◆ Recorded information
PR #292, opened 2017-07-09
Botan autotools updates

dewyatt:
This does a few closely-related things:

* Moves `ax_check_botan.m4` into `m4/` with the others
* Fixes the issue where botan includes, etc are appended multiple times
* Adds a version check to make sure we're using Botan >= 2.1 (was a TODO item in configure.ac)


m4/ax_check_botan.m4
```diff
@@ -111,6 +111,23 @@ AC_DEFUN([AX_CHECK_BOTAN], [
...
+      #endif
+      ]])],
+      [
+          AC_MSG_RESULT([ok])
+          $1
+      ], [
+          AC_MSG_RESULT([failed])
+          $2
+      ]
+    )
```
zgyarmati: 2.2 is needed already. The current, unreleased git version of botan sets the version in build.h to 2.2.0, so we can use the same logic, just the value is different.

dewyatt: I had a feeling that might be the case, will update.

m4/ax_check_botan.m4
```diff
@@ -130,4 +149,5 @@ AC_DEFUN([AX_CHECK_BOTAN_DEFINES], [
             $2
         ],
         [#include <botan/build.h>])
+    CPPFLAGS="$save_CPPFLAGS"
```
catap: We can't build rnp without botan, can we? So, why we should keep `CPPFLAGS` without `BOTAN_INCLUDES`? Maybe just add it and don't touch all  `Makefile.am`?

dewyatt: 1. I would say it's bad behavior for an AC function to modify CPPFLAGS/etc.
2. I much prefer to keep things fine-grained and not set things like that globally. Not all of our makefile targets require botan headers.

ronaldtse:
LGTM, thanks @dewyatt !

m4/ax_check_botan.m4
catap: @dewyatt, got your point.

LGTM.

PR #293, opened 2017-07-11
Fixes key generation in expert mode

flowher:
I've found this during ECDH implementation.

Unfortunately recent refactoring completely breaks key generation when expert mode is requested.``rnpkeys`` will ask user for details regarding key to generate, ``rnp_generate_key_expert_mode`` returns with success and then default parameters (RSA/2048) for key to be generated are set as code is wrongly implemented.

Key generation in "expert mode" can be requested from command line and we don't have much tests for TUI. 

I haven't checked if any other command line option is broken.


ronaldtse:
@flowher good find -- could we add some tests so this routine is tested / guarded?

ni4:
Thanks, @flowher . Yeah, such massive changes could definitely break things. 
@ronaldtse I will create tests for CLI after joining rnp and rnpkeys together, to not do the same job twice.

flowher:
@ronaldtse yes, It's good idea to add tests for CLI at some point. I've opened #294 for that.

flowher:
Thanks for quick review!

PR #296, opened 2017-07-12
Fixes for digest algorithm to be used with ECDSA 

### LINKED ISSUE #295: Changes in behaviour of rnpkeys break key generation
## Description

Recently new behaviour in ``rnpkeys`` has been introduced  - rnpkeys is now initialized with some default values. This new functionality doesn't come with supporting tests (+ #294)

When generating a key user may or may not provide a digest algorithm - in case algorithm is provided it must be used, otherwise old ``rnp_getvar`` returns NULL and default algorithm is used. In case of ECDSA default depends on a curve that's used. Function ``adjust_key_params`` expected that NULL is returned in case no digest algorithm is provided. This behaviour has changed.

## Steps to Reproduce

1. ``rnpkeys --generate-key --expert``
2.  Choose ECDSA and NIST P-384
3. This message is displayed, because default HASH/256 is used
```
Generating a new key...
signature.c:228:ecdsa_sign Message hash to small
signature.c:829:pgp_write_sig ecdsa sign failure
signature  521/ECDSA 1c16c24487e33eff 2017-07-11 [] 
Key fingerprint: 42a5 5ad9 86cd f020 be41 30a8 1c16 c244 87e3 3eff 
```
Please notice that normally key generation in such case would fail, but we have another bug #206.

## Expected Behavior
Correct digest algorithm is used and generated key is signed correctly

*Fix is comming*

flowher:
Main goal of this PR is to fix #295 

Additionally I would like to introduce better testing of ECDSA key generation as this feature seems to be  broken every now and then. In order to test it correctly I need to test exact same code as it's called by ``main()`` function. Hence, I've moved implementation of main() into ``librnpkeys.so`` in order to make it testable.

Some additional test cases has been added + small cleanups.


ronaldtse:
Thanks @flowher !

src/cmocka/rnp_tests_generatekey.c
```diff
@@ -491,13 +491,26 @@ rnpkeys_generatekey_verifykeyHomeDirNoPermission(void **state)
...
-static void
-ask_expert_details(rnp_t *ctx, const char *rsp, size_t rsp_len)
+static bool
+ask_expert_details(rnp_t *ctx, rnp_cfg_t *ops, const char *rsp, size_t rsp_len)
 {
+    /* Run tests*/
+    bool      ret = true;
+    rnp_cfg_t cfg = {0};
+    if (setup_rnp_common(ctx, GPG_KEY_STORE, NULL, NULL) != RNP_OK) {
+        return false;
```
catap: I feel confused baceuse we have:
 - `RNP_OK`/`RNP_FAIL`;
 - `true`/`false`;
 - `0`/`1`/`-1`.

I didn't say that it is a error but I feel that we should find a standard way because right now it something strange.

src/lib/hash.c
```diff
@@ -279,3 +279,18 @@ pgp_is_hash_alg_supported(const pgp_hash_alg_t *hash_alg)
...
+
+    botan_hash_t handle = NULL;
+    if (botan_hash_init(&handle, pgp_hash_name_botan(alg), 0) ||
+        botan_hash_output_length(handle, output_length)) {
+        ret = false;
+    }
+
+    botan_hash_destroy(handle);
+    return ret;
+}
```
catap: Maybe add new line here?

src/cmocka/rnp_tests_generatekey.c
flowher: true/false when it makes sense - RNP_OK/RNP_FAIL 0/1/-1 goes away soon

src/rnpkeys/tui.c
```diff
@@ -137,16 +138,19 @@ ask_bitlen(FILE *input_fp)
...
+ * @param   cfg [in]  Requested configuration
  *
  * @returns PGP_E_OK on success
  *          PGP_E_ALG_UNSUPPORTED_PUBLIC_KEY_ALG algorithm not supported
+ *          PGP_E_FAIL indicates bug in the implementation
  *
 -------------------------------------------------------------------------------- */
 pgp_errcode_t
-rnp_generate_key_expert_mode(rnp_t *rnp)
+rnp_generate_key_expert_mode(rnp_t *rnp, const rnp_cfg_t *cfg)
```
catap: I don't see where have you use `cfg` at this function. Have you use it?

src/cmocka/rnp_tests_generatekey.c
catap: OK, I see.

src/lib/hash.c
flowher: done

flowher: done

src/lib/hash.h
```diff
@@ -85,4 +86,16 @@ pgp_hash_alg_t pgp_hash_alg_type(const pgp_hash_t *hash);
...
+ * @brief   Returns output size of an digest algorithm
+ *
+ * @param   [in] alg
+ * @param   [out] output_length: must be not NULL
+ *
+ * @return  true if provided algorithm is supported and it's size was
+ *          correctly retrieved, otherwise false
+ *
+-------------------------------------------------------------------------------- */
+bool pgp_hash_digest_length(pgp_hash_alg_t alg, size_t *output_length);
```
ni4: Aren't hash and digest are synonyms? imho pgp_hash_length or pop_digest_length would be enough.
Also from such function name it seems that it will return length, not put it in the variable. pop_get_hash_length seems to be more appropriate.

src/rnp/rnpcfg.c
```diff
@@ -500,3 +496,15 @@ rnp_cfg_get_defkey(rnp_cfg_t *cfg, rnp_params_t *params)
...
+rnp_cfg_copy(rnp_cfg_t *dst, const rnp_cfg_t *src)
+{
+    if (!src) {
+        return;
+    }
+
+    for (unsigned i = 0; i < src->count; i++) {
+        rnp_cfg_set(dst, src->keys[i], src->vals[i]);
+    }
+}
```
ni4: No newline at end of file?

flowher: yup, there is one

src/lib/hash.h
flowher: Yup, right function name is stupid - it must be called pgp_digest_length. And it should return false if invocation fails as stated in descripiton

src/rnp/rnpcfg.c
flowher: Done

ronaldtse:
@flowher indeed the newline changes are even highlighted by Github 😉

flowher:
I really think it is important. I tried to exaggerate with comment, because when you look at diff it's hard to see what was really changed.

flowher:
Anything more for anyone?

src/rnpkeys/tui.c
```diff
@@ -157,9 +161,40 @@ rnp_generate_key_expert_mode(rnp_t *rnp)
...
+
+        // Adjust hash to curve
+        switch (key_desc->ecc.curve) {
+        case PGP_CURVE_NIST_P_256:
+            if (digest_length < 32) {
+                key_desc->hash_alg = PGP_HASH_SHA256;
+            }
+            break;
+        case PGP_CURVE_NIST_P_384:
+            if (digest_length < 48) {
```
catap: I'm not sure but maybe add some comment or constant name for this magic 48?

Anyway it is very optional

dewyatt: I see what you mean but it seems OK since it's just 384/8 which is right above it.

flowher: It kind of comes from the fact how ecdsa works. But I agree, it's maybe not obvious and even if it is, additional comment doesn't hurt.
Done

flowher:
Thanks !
---
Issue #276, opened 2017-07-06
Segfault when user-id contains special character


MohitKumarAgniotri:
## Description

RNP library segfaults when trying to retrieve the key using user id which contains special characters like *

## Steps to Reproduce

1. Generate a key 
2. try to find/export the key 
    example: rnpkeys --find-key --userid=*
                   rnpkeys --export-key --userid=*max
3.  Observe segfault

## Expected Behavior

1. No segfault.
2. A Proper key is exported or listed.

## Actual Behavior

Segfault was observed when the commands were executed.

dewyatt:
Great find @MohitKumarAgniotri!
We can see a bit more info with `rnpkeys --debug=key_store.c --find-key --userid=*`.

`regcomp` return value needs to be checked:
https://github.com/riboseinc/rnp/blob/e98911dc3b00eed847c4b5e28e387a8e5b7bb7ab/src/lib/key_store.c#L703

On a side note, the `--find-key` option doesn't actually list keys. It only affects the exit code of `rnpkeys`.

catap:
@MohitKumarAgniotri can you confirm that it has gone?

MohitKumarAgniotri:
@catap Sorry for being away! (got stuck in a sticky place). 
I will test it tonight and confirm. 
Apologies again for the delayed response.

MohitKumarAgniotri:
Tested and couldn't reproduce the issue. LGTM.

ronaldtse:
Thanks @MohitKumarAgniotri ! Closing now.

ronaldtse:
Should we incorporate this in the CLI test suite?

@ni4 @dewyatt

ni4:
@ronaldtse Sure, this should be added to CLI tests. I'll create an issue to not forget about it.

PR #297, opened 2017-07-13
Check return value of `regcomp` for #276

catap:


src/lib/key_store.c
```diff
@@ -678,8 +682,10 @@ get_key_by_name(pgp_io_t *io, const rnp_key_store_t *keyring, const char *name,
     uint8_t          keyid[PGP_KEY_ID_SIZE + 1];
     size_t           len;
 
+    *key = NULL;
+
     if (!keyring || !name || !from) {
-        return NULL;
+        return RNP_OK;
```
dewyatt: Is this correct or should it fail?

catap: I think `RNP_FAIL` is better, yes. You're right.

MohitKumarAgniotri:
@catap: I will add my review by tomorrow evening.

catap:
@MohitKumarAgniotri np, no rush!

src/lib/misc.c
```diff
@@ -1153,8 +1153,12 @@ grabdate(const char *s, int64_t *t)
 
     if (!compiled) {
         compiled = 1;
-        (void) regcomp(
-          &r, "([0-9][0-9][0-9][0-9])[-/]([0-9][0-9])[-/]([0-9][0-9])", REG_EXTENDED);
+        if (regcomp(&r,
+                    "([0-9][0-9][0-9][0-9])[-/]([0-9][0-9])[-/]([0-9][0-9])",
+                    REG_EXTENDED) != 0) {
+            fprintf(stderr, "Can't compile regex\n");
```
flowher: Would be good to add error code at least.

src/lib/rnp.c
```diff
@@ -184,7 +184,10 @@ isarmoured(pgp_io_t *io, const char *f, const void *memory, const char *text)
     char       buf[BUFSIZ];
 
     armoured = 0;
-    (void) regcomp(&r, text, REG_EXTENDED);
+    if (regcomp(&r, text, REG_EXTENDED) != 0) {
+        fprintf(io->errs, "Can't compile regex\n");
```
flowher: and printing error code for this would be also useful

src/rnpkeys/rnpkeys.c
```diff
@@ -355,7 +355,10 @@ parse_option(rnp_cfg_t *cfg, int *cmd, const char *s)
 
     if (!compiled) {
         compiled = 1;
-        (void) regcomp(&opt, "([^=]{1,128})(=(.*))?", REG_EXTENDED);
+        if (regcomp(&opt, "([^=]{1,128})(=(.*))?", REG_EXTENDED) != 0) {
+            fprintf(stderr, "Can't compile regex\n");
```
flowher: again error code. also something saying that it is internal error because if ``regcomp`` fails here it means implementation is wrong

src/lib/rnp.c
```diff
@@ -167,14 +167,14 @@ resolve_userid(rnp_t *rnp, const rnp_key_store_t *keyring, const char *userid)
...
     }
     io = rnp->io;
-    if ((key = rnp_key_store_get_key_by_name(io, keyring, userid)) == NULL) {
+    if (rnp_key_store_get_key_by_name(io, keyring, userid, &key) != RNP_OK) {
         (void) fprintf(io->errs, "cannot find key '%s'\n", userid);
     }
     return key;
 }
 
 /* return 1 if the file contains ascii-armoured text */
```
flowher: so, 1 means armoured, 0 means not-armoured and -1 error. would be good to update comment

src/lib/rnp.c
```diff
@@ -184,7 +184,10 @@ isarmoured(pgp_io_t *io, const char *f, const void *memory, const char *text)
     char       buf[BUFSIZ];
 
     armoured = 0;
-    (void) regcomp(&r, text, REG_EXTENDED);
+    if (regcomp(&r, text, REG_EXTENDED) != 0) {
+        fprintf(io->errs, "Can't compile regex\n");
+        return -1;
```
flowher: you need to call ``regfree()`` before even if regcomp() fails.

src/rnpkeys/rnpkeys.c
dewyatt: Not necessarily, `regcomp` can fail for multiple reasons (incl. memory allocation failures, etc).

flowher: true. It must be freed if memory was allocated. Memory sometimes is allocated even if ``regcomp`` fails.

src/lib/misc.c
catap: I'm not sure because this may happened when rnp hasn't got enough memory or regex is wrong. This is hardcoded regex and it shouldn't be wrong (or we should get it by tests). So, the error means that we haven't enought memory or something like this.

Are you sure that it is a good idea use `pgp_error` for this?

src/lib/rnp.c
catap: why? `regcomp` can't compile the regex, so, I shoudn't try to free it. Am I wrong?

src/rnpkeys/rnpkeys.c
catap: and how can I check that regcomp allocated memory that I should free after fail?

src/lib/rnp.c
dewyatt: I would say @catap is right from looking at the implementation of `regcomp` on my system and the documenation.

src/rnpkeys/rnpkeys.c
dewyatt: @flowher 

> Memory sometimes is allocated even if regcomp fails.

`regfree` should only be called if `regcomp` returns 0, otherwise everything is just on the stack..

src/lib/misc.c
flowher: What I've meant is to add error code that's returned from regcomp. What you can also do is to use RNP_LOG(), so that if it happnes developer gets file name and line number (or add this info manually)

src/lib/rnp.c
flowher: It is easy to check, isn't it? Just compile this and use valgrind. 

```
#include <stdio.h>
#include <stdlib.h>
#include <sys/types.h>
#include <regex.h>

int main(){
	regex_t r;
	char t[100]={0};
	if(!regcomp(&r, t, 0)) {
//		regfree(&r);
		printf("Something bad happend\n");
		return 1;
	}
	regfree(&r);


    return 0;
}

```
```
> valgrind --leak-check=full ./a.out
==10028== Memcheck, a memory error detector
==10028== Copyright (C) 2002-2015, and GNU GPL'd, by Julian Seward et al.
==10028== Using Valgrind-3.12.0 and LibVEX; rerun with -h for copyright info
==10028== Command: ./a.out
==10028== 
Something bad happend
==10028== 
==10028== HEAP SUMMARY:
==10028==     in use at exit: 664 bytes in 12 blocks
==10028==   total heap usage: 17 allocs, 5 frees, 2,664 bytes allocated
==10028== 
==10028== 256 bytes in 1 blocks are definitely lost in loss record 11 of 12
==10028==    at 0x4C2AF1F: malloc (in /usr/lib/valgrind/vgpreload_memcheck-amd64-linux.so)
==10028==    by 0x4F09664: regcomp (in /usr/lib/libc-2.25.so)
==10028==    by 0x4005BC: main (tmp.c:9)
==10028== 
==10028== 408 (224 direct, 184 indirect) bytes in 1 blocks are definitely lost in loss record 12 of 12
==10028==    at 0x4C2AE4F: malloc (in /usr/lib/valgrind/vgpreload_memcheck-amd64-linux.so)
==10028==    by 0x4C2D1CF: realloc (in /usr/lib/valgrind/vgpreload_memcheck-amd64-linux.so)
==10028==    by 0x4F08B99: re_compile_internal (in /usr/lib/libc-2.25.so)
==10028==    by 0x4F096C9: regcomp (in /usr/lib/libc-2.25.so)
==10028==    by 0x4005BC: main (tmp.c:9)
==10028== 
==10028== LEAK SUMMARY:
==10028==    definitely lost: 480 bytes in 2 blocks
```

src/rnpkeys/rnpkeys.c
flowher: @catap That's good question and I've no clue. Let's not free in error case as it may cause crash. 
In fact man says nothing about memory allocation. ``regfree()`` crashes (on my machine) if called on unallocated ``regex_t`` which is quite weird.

◆ Description of the task
Look through the entries, and return every line that the word "think" appears in.

◆ Exercise response
I really think it is important. I tried to exaggerate with comment, because when you look at diff it's hard to see what was really changed.
catap: I think `RNP_FAIL` is better, yes. You're right.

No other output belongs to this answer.